Придется изворачиваться, чтобы избежать опасной темы.
– Я… я засиделась в гостях, нувэр. Примите мою благодарность за то, что впустили в свой дом.
Слова давались с трудом. Особенно слова благодарности тому, кого она считала захватчиком и врагом. Айна вытолкнула их из себя и медленно опустилась на колени под немигающим взглядом мужчины.
Нувэр Хассель должен принять ее благодарность и разрешить подняться.
Таковы правила. Она никто – жалкая человечка. Прах из праха и в прах уйдет. А он элохим – практически божество. По меркам людей недосягаемый, всемогущий и вечный.
Она опустила голову и уткнулась взглядом в пушистый ковер. Мелькнула глупая мысль: жалко мишку. Голова полярного медведя оказалась в двух метрах от нее и загадочно поблескивала темными глазами. Казалось, что мертвый медведь ей подмигивает.
Но хозяин не торопился.
Айна услышала, как он поднялся. Невольно сжалась, почувствовав легкие, почти беззвучные шаги. Он обошел ее сзади и замер. Так близко, что от ощущения его тела по ее коже побежали ледяные мурашки.
Она вздрогнула, невольно поднимая глаза. Взгляд уткнулся в полированный бок секретера. В нем отражался каминный зал и она, стоящая на коленях, и мужчина, застывший за ее спиной.
Айна нервно сглотнула. Закусила губу.
Что ему нужно? Почему он просто не скажет ей встать?

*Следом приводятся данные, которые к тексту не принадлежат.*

PR #2, opened 2019-04-12
Introduce vhost crate to support vhost-kernel and vhost-user backend drivers

jiangliu:
This PR migrates vhost_backend and vhost_gen code from the firecracker project into the vhost crate.
Support of vhost-user protocol will be added later.


src/lib.rs
```diff
@@ -1,7 +1,168 @@
...
+    ///
+    /// # Arguments
+    /// * `queue_index` - Index of the queue to modify.
+    /// * `fd` - EventFd that will be signaled from guest.
+    fn set_vring_kick(&self, queue_index: usize, fd: &EventFd) -> Result<()>;
+}
+
+/// An interface for controlling vsock vHost backend devices.
+#[cfg(feature = "vhost-vsock")]
+pub trait VhostVsock<'a>: VhostDevice<'a> {
```
sboeuf: We could define this one in its own `vsock.rs` file.

And also, why do you need this to be a `trait`? Do you expect multiple implementation of this?

sys_util/src/eventfd.rs
```diff
@@ -0,0 +1,140 @@
...
+use std::os::unix::io::{AsRawFd, FromRawFd, RawFd};
+use std::{io, mem, result};
+
+use libc::{c_void, dup, eventfd, read, write, EFD_NONBLOCK};
+
+/// A safe wrapper around a Linux eventfd (man 2 eventfd).
+///
+/// An eventfd is useful because it is sendable across processes and can be used for signaling in
+/// and out of the KVM API. They can also be polled like any other file descriptor.
+pub struct EventFd {
```
sboeuf: What's the status on this crate `vmm-sys-utils`? I'm asking because we cannot merge the PR as it is now, right? I don't think we want to pull `sys_utils/...` into the `vhost` crate.

src/vhost_kern/vhost_binding.rs
```diff
@@ -0,0 +1,405 @@
...
+//
+// Copyright 2018 Amazon.com, Inc. or its affiliates. All Rights Reserved.
+//
+// Copyright 2017 The Chromium OS Authors. All rights reserved.
+// Use of this source code is governed by a BSD-style license that can be
+// found in the THIRD-PARTY file.
+
+/* Auto-generated by bindgen then manually modified for simplicity */
+
+#![allow(non_upper_case_globals)]
```
sboeuf: This is being discussed on the ML, and this is not clear yet, but it seems you will have to put those bindings in a separate crate.

src/lib.rs
```diff
@@ -1,7 +1,168 @@
...
+/// Result of vHost operations
+pub type Result<T> = std::result::Result<T, Error>;
+
+/// An interface for setting up vhost-based virtio devices.
+///
+/// Vhost-based virtio devices are different from regular virtio devices because the the vhost
+/// backend takes care of handling all the data transfer. The device itself only needs to deal with
+/// setting up the the backend driver and managing the control channel.
+#[cfg(feature = "vhost-device")]
+pub trait VhostDevice<'a>: std::marker::Sized {
```
sboeuf: Thinking about the future with `vhost-user`, do you expect `vhost-user` devices to implement this trait directly (given that it needs to be extended)? Or do you expect the creation of a new `trait` `VhostUserDevice` that would inherit from this trait?

sys_util/src/eventfd.rs
jiangliu: Yes, that's a problem. This crate depends on the vmm-sys-utils and vm-memory.

src/vhost_kern/vhost_binding.rs
jiangliu: I have replied to the ML thread. For the vhost case, I do feel it's better to include the binding into the crate with manual modifications.

src/lib.rs
jiangliu: I think it would be better that vhost-user implements the VhostDevice trait, though we need to extend the VhostDevice trait. Otherwise VhostDevice trait is almost useless:)

src/lib.rs
jiangliu: Sure, I will move it to vsock.rs.
The existing vsock implementation is used a sample, because net and blk is not ready yet.

src/vhost_kern/vhost_binding.rs
sboeuf: @sameo @bonzini @andreeaflorescu @zachreizner need feedback here :)

src/lib.rs
bonzini: Yes, I would expect at least two implementations for vhost-kernel and vhost-user respectively.

sboeuf: `VhostDevice` trait is needed if you want to implement both `vhost_vsock` and `vhost_net`, right?

But in case of vhost-user, I'm think we should create a trait extending `VhostDevice`, as it will be cleaner and clearer from any vhost-user device to implement a trait specific to vhost-user.

bonzini: Maybe rename this to VhostBackend?

sboeuf:
@jiangliu @bonzini @andreeaflorescu what's the status here?
I'm very interested in seeing this crate moving forward in order to base some vhost-user implementations off of it.

jiangliu:
> @jiangliu @bonzini @andreeaflorescu what's the status here?
> I'm very interested in seeing this crate moving forward in order to base some vhost-user implementations off of it.

I'm refine the crate to better support reconnection and almost ready, plan to send out early next week. I have also decoupled Unix domain socket client/server from host-user master/slave roles to enable the       use case that the vhost-user master acts as servers.

Cargo.toml
```diff
@@ -1,8 +1,23 @@
 [package]
-name = "vhost"
+name = "vhost_rs"
```
sboeuf: Why did you change for `vhost_rs`?

jiangliu: it conflicts with firecracker/devices/src/virtio/vhost, so a temp solution to workaround the conflict.

src/vhost_kern/vhost_binding.rs
andreeaflorescu: From the coverage test perspective is better to have the bindings in a different crate. In Firecracker we are excluding auto-generated files when computing the coverage. If we have them in the same crate it means we will have to make changes to the test_coverage.py so that it is more  flexible and we can exclude independent files depending on the repository being tested. The context is the plan to have common integration tests in one repository and all other repositories to consumes them.

But if we don't use most of the things that are auto-generated then maybe we should just have a minimal vhost_bindings file inside the repsository. I don't have any preference between these two.

sboeuf:
@jiangliu the PR LGTM! Are we waiting for review from some folks or do you still have some work planned on this PR?
/cc @andreeaflorescu @bonzini @sameo

jiangliu:
> @jiangliu the PR LGTM! Are we waiting for review from some folks or do you still have some work planned on this PR?
> /cc @andreeaflorescu @bonzini @sameo
Currently waiting reviews, and then need to refine documentation and other required of the rust-vmm project.

src/vhost_kern/vhost_binding.rs
jiangliu: Good point about the test_coverage.py. Could we solve this issue by adding more test cases?

Cargo.toml
bonzini: What is the issue exactly?

src/backend.rs
```diff
@@ -0,0 +1,130 @@
...
+    pub mmap_offset: u64,
+    /// Optional file diescriptor for mmap
+    pub mmap_handle: RawFd,
+}
+
+/// An interface for setting up vhost-based backend drivers.
+///
+/// Vhost-based virtio devices are different from regular virtio devices because the the vhost
+/// backend takes care of handling all the data transfer. The device itself only needs to deal with
+/// setting up the the backend driver and managing the control channel.
```
stefanha: This comment is not generally applicable and relates to vhost-net only.  It may cause confusion.

The comment is essentially saying that in vhost-net the rx/tx virtqueues are handled by vhost and the ctrl virtqueue is handled by the VMM.

In the general case the responsibility of which virtqueue is handled by vhost and which is handled by the VMM is decided when the first vhost implementation of a device is designed.  Usually the dataplane is handled by vhost and anything else is handled by the VMM, but this is not a strict rule or enforced in any way.

I think a clearer way of explaining vhost is that a vhost device is a subset of a virtio devices.  Sometimes all virtqueues but often just those considered the dataplane.  The purpose of vhost is to implement a subset of a virtio device's functionality outside the VMM process.

src/lib.rs
```diff
@@ -1,7 +1,109 @@
...
+//
+// Portions Copyright 2017 The Chromium OS Authors. All rights reserved.
+// Use of this source code is governed by a BSD-style license that can be
+// found in the LICENSE-BSD file.
+
+//! Virtio Vhost Backend Drivers
+//!
+//! Virtio devices use virtqueues to transport data efficiently. Virtqueue is a set of three
+//! different single-producer, single-consumer ring structures designed to store generic
+//! scatter-gather I/O.
```
stefanha: This is outdated as of VIRTIO 1.1.  The new Packed Virtqueue layout is a single ring.

This comment could be updated to:
Virtqueues are often implemented as VIRTIO 1.1 Split Virtqueues with a set of three ...

Eventually this crate should support Packed Virtqueues too for better performance.

stefanha:
> @sboeuf @jiangliu It seems that the item max_queue_num in node should not be configured by VMM. max_queue_num is obtained from slave by calling get_queue_num, to indicate the maximum queue number slave could support. It could be a gatekeeper to check if VMM setup the queues more than slave cloud handle. I see the set_vring_* functions is handling like this. Thus, I thought the support added here should be removed. Correct me if I'm wrong :-P

This appears to be wrong.  Here is what I've found:

In vhost-user "multiple virtqueues" and "multiqueue" are two separate concepts.  Devices with multiple virtqueues have always been possible.  From the beginning of vhost the vhost-net device had an rx virtqueue and a tx virtqueue.  There was just no way for the master to ask the slave if more virtqueues are supported.

Devices with fixed virtqueue layouts are NOT required to advertise VHOST_USER_PROTOCOL_F_MQ because the VMM already knows the number of virtqueues.

When multiqueue devices were implemented it was necessary to extend the protocol so that the slave could report how many virtqueues are available.  Multiqueue devices have a variable number of virtqueues that depends on the capabilities of the device (i.e. the vhost-user slave).

I think that ideally all vhost-user device backends should implement VHOST_USER_PROTOCOL_F_MQ and VHOST_USER_GET_QUEUE_NUM so the master can fetch max_queue_num from the vhost device backend.

However, according to the vhost-user specification and how existing devices are implemented, it is not possible to rely on this today.  Here is how it works:

1. The VMM configures max_queue_num based on the number of queues offered by its virtio device (NOT the vhost device).
2. If the vhost-user device backend supports VHOST_USER_GET_QUEUE_NUM then max_queue_num can be fetched and updates its value.
3. If the VMM user explicitly requested a specific multiqueue number (e.g. on the command-line or through a management API) then device creation fails if this number exceeds max_queue_num (e.g. "Cannot create virtio-net device with 1024 virtqueues, vhost-user slave only supports 64").

Therefore Sebastien's patch or something similar is necessary.  The current master code conflates multiqueue with multiple virtqueues when they are actually separate concepts.

I have sent QEMU patches to make libvhost-user always advertise VHOST_USER_PROTOCOL_F_MQ but please do not rely on this.

bjzhjing:
@stefanha There is one thing I would to confirm with you, that max_queue_num represents the queue pair number, rather than the total number of virtqueues, right?

stefanha:
> @stefanha There is one thing I would to confirm with you, that max_queue_num represents the queue pair number, rather than the total number of virtqueues, right?

max_queue_num is the number of virtqueues.

jiangliu:
> Great, I'll let you know when this will be solved on the virtio-fs side of things.

I plan to integrate this workaround into vhost with comments stating that it's a temporary workaround.

src/lib.rs
jiangliu: The comment has been updated as:
Virtio devices use virtqueues to transport data efficiently. The first generation of virtqueue
is a set of three different single-producer, single-consumer ring structures designed to store
generic scatter-gather I/O. The virtio specification 1.1 introduces an alternative compact
virtqueue layout named "Packed Virtqueue", which is more friendly to memory cache system and
hardware implemented virtio devices. The packed virtqueue uses read-write memory, that means
the memory will be both read and written by both host and guest. The new Packed Virtqueue is 
preferred for performance.

jiangliu:
>In vhost-user "multiple virtqueues" and "multiqueue" are two separate concepts. Devices with multiple >virtqueues have always been possible. From the beginning of vhost the vhost-net device had an rx >virtqueue and a tx virtqueue. There was just no way for the master to ask the slave if more virtqueues are >supported.
Thanks for the explanation, it's easy to mix up these two concepts.
I will carry the patch from @sboeuf in next PR.

src/backend.rs
jiangliu: The comment has been updated as:
/// Vhost devices are subset of virtio devices, which improve virtio device's performance by
/// delegating data plane operations to dedicated IO service processes. Vhost devices use the
/// same virtqueue layout as virtio devices to allow vhost devices to be mapped directly to
/// virtio devices.
/// The purpose of vhost is to implement a subset of a virtio device's functionality outside the
/// VMM process. Typically fast paths for IO operations are delegated to the dedicated IO service
/// processes, and slow path for device configuration are still handled by the VMM process. It may
/// also be used to control access permissions of virtio backend devices.

sameo:
This is superseded by PR #9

В голове метались сумбурные мысли, сдобренные вспыхнувшей паникой.
Но Хассель молчал, глядя на нее сверху вниз. А потом протянул руку к ее голове.

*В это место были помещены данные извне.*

PR #11, opened 2020-12-09
Prepare for supporting vhost-net

jiangliu:
This is a misc patch series, which includes:
1) fixes one bug in vring address handling
2) upgrade to latest vm-memory
3) fix a typo
4) enlarge VHOST_USER_MAX_VRINGS to 0x8000

### DIFF
--- a/src/vhost_kern/mod.rs
+++ b/src/vhost_kern/mod.rs
@@ -13,7 +13,7 @@
 
 use std::os::unix::io::{AsRawFd, RawFd};
 
-use vm_memory::{Address, GuestAddress, GuestMemory, GuestUsize};
+use vm_memory::GuestAddressSpace;
 use vmm_sys_util::eventfd::EventFd;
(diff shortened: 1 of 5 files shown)


src/vhost_kern/mod.rs
```diff
@@ -49,15 +48,21 @@ pub trait VhostKernBackend<'a>: AsRawFd {
...
         if queue_size > config_data.queue_max_size
             || queue_size == 0
             || (queue_size & (queue_size - 1)) != 0
         {
-            false
-        } else if GuestAddress(config_data.desc_table_addr)
+            return false;
+        }
+
+        // TODO: the GuestMemory trait lacks of method to look up GPA by HVA,
```
sameo, line 58: What would this lookup method look like? Either the HVA is mapped into the guest physical address space and gpa=hva, or else it'd return an error?

jiangliu: I think it would be something like :
```
fn get_gpa_by_hva(&self, hva: u64) -> Result<GuestAddress>
```

sameo (approved):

Она внутренне сжалась, когда увидела это. И лишь секунду спустя поняла, что он не коснулся ее волос. Только вытащил шпильки.
Волосы Айны золотистой блестящей волной упали на плечи.
Нувэр мягко шагнул и встал перед ней.
– Подними голову, – раздался бесстрастный приказ.
Айна дернулась, но подчинилась. Элохимам все подчиняются. Иначе – никак.
– Так ты выглядишь гораздо лучше, – констатировал он, изучая ее лицо. – Мне нравятся твои волосы, необычный цвет.
В темных глазах мелькнуло удовлетворение. Сродни тому, что испытывает коллекционер, заполучив в свою коллекцию редкостный экземпляр.
– Я принимаю твою благодарность. Поднимайся. Можешь обращаться ко мне «нувэр Хассель». Надеюсь, ты любишь вино?